Over the last decade, data centric applications (ie applications that deal with data like e-commerce applications, social media sites, content management applications etc) produce, store and process zeta bytes of data every day. Coupled with the fact that the cost of storage and computing power is dipping drastically in the recent times, data is growing exponentially. Unless, applications have the capability to extract valuable and action-able information out of their internal and public data sources, they can't be intelligent and exhibit smarter behavior that enriches their user experience
Data science is the practice of extracting the intelligence and valuable insights from structured, unstructured and semi-structured data using mathematics, probability models, machine learning etc. With the growing need for apps to be more intelligent and to be more engaging with their users, which is largely possible with the integration of data sciences in to their apps, there is a significant investment in creating more and more data science models. Some data science models include sentimental analysis, profanity filters, spam filters, image processors, recommendation engines etc. Some example applications and companies, which can reap in the benefits of the data science are listed below:
An ECommerce application can make use of data science technology such as recommendation engine for showing recommended products that its users are likely to buy, sentiment analysis engines to know the users sentiment on particular product
A social media or content management applications can employ profanity filters to avoid profanity of the user's posts on their website
Data sourc'ing companies can better classify and conceptualize their data with the help of Concept tagging data science models so that they can realize better monetizing benefits while selling the data to their vendors.
Challenges in integrating data sciences
Building data science teams is an expensive operation. It requires hiring qualified data engineers, data scientists, software developers, security analysts, database adminstrators etc and spending significant amount of time with the team to build the data science models. On an average, it requires spending close to around 1000k USD/year to build simple data science solution. Typically, small and medium size companies can't afford to invest such money, time and effort in building those data science teams.

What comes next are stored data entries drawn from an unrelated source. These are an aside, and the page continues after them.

PR #283, opened 2024-01-26
Partition for coarsening in wrap parameters

hannesbrandt:
We add a `partition_for_coarsening` option to the wrap parameters and store a `p4est_wrap_params_t` in the wrap.

- We move several existing parameters, like `hollow` or `coarsen_delay` from the `p4est_wrap_t` into a `p4est_wrap_params_t` instance, which now is a member of the wrap.
- Additionally, we add the `partition_for_coarsening` parameter, which is passed to the calls of `p4est_partition_ext` in `p4est_wrap_partition`.
- We remove `initial_level` from the `wrap_t`, as it is only needed for creating a p4est based on a connectivity and a wrap may also be created for an already existing p4est without providing an initial level.
- For convenience, we introduce `p4est_wrap_new_p4est_params` to create a wrap of an existing p4est based on an input parameter instance. This function is called both by `p4est_wrap_new_p4est` and `p4est_wrap_new_params`.

Currently, the `btype` of the wrap is taken from the `p4est_mesh_params_t` instance that is part of the `p4est_wrap_params_t`. While this ensures consistent connect types across the different structs, the repeated calls to `wrap->params->mesh_params->btype` seem slightly counterintuitive, so it might make sense to add a duplicate `btype` to the `wrap_params_t`.


hannesbrandt:
With the latest commits the internal mesh creation in `wrap_{adapt,partition,hollow}` uses the mesh parameters which are stored in the wrap parameters. So, the mesh parameters specified by the user are now used throughout the whole wrap workflow and not only for `new_params`.
Additionally, I have added `wrap_set_partitioning` for consistency and convenience.

cburstedde:
Thanks for this significant update! We are breaking the wrap API on purpose for the next version of the code, so we might very clearly state this in the release notes. We can do that when we also remove mesh_get_neighbors (let's just not forget). I'm merging now to get some coverage for the new code.

PR #285, opened 2024-02-06
Move bsearch function up

tim-griesbach:
# Move bsearch function up

Proposed changes: The function `p4est_bsearch_partition` was placed between `p4est_transfer_custom` and `p4est_transfer_begin`. The function is moved to the top of `p4est_communication.{c,h}` and of `p8est_communication.h` to make the ordering of the functions more consistent.


cburstedde:
Thanks!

The Other option for small and medium sized companies is to approach niche players who provide solutions for a specific domain and a problem. Again the problem is, its a very time consuming process for the application developers to understand the APIs, integrate them in to apps, validating etc with the added pain of possible long term contracts with the niche players. If the data science solution does not meet the required objectives, companies have to repeat the whole of cycle of approaching an other niche player, understanding the APIs, integrating, validating etc. This can quickly become a viscous and a time consuming cycle if companies need a suite of data science solutions. In addition, with the app data growing exponentially, data solutions should be capable of providing scalability to apps and the niche data solutions possibly fail to provide the same to apps.
This certainly calls for an easier and flexible interface to suite of data science solutions so that app developers can quickly iterate and do A/B test different solutions in no time, consequently choose a data science solution that not only suite their their requirements but also provide scale on demand capability.

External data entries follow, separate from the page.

PR #287, opened 2024-02-19
CI for checking if PR changes submodule

mkirilin:
This CI runs on pull request and checks whether the PR attempts to change reference to sc submodule. If so, it exiting with error, turns a PR into a draft PR, and leaves a comment:

"Submodule has been changed by this PR. This is forbidden by the repository policy. Your PR is turned into a draft PR."

Otherwise, it exits with success and does nothing.

### DIFF
--- a/.github/workflows/ci_submodule.yml
+++ b/.github/workflows/ci_submodule.yml
@@ -1,5 +1,4 @@
-name: CI for libsc submodule checking
-
+name: CI for libsc check
 on:
   pull_request:
 
--- a/.github/workflows/ci_submodule.yml
+++ b/.github/workflows/ci_submodule.yml
@@ -12,9 +12,11 @@ jobs:
       uses: actions/checkout@v3
       with:
         submodules: true
-        token: ${{ github.token }}
 
     - name: Check if submodule is changed
+      env:
+        TOKEN: ${{ secrets.GITHUB_TOKEN }}
+        PR_NODE_ID: ${{ github.event.pull_request.node_id }}
       shell: bash
       run: |
         EVENT_PATH="${GITHUB_EVENT_PATH}"
@@ -37,11 +39,11 @@ jobs:
         echo "Check if submodule has been changed on ${PR_BRANCH}"
         CHANGED=`git diff --name-only ${FROM_HASH}...${TO_HASH}`
         if grep "^${INPUT_PATH}$" <<< "${CHANGED}"; then
-          echo "Submodule has been changed by this PR. \
-          It is forbidden by the repository policy. \
+          echo "Submodule has been changed by this PR. \n
+          It is forbidden by the repository policy. \n
           Changing it to be a draft PR..."
-          echo ${{ inputs.token }} | gh auth login --with-token
-          gh api graphql -F id=${{ inputs.pull-request-node-id }}  -f query='
+          echo "${TOKEN}" | gh auth login --with-token
+          gh api graphql -F id="${PR_NODE_ID}"  -f query='
             mutation($id: ID!) {
               convertPullRequestToDraft(input: { pullRequestId: $id }) {
                 pullRequest {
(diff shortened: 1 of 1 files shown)


cburstedde:
Thanks; there may be a simpler way without checking out the submodules.

.github/workflows/ci_submodule.yml
```diff
@@ -0,0 +1,72 @@
...
+    runs-on: ubuntu-latest
+    env:
+      TOKEN: ${{ secrets.GITHUB_TOKEN }}
+      PR_NODE_ID: ${{ github.event.pull_request.node_id }}
+      INPUT_PATH: sc
+    steps:
+    - name: Checkout source code for base
+      uses: actions/checkout@v4
+      with:
+        submodules: true
```
cburstedde, line 18: Would this work with submodules false and just checking the sc hash relative to each p4est subdirectory?

.github/workflows/ci_submodule.yml
```diff
@@ -0,0 +1,72 @@
+name: CI for libsc check
+on:
+  pull_request:
+
+jobs:
+
+  linux-sub:
+    if: github.event.pull_request.draft == false
```
cburstedde, line 8: Collaborators should be allowed to post a non-draft PR.

.github/workflows/ci_submodule.yml
mkirilin: Thanks for the idea. It is fixed in the recent update.

.github/workflows/ci_submodule.yml
mkirilin: Dode.

mkirilin:
UPD: I've simplified the code by checking out the base repository's branch initially without. Fetching is no need anymore.

.github/workflows/ci_submodule.yml
```diff
@@ -0,0 +1,69 @@
...
+        repository: ${{ github.event.pull_request.head.repo.full_name }}
+        ref: ${{ github.event.pull_request.head.ref }}
+        submodules: false
+        path: head
+        
+    - name: Determine hashes to compare
+      shell: bash
+      run: |
+        EVENT_PATH="${GITHUB_EVENT_PATH}"
+        cd "${GITHUB_WORKSPACE}" \
```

Role of SpotDy in countering challengesSpotDy realizes the challenges involved in integrating data sciences in apps and counters them as given below
Ease of Use:
SpotDy provides an easy to use REST based interface to a suite of data science solutions. It greatly reduces the turn-around time to integrate the solutions in to apps. Also, developers can switch to a more relevant data science solution with minimal code changes.

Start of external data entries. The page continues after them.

PR #288, opened 2024-02-20
Feature GMT sphere: fixed typo causing segfault

ljcarlin:
Quick fix to a typo in my last PR.

### DIFF
--- a/example/gmt/gmt_models.c
+++ b/example/gmt/gmt_models.c
@@ -494,7 +494,6 @@ p4est_gmt_model_sphere_new (int resolution, const char *input,
   int                 mpireslen;
   char                mpierrstr[sc_MPI_MAX_ERROR_STRING];
   sc_MPI_Offset       mpi_offset;
-  sc_MPI_Status       status;
   const char         *count_mismatch_message =
     "This should only occur when attempting to read "
     "beyond the bounds of the input file. "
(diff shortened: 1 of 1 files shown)


cburstedde:
Thanks! I'm wondering about the error checking of sc_io_read_at_all.

 - The functions should be collective; can you please check whether the error return is synchronized by definition?
 - In the (unlikely?) case that it is not collective, an MPI_Allreduce with a MPI_LOR operator on the retval scales better.

ljcarlin:
> Thanks! I'm wondering about the error checking of sc_io_read_at_all.
> 
> * The functions should be collective; can you please check whether the error return is synchronized by definition?
> * In the (unlikely?) case that it is not collective, an MPI_Allreduce with a MPI_LOR operator on the retval scales better.

My understanding is that all collective functions synchronize errors by definition, so you're correct that the return error does not need to be synchronized. Since count mismatches are not MPI errors they still need to be synchronized. I will replace the current pattern with an MPI_Allreduce.

ljcarlin:
In testing I noticed that `sc_io_read_at_all` doesn't correctly report read counts. The non-mpi version work fine, but the MPI version sometimes reports that the expected (nonzero) number of bytes have been read (even if the read location is the end of the file). I suspect this is an MPI bug rather than something on our end, but I'll talk to Tim about it tomorrow.

cburstedde:
> In testing I noticed that `sc_io_read_at_all` doesn't correctly report read counts. The non-mpi version work fine, but the MPI version sometimes reports that the expected (nonzero) number of bytes have been read (even if the read location is the end of the file). I suspect this is an MPI bug rather than something on our end, but I'll talk to Tim about it tomorrow.

Quite possible, @tim-griesbach has seen issues with the count before.  Sounds good!

tim-griesbach:
> Quite possible, @tim-griesbach has seen issues with the count before. Sounds good!

Louis and I had a quick look at the issue and it seems to be different from the count issues that I observed since I only observed transient count issues in the CI and these issues have not occurred for some time.

The issue that Louis found seems to reproducible with the MPI implementation that he uses. It may be an MPI implementation dependent issue.

jamabr:
Sorry for jumping in here, but maybe it helps. 
From my experience it is not sufficient to just attribute IO problems only to the MPI implementation. Not sure if you are aware of this. For instance OpenMPI has two IO backends included, the `ompio` backend and a quite old version of `romio321` (which is used in a newer version in MPICH). Since v2, OpenMPI switched the default backend to `ompio` so trying to use the `romio` backend is always a good option to see if the problem is within MPI. You can switch to the romio backend with ` export OMPI_MCA_io=^ompio`.

cburstedde:
Reading beyond EOF seems to be so rare that not all implementations test the respective code. Is there an alternative approach querying the file size first and not reading beyond?

cburstedde:
Hi @scivision we have a CI failure on Windows related to the zlib. Would you have an idea what's causing this?

ljcarlin:
> Reading beyond EOF seems to be so rare that not all implementations test the respective code. Is there an alternative approach querying the file size first and not reading beyond?

In this specific example the amount to read is read in at the start from the output of preprocessing, so it only actually matters if the user gives an incorrect file as input.

tim-griesbach:
> Reading beyond EOF seems to be so rare that not all implementations test the respective code. Is there an alternative approach querying the file size first and not reading beyond?

The MPI standard defines `MPI_File_get_size` to get the file size that could be check in the code before continuing. There is no portable, purely on the C-standard relying way to get file size without MPI I/O (cf. https://wiki.sei.cmu.edu/confluence/display/c/FIO19-C.+Do+not+use+fseek()+and+ftell()+to+compute+the+size+of+a+regular+file) but since we considering an issue that appears only with MPI I/O it may be sufficient to just use `MPI_File_get_size` as a workaround for the case of activated MPI I/O.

SpotDy platform is 100 percent cloud based and has highly distributed architecture built on the top of hadoop framework. It has the capability of auto scaling to the customers demands with a click of a button.
Choice of data science solutions:
SpotDy offers a suite of data science solutions catering to different problems such as sentiment analysis, profanity filters, spam filters, recommendataion engines, image detection, concept tagging, taxonomy etc. In otherwords, it serves as one stop shop for a variety of data science solutions.
Pay as you go, no long term contracts:
SpotDy cloud based services are strictly pay on go with no long term contracts.
A/B test multiple models:
SpotDy offers a framework for the developers to test multiple data science models on their sample data at the same time, outputs the results at the same time. This enables the users to compare and contrast various solutions and choose the one that fits their needs. In other words, SpotDy allows developers A/B test multiple models with ease.
Ability to slice/dice processed data:
SpotDy offers a value added service that provides sequelish interface to the processed data which is stored in No-Sql data stores. This enables app developers to slice and dice the data, get better insights from it.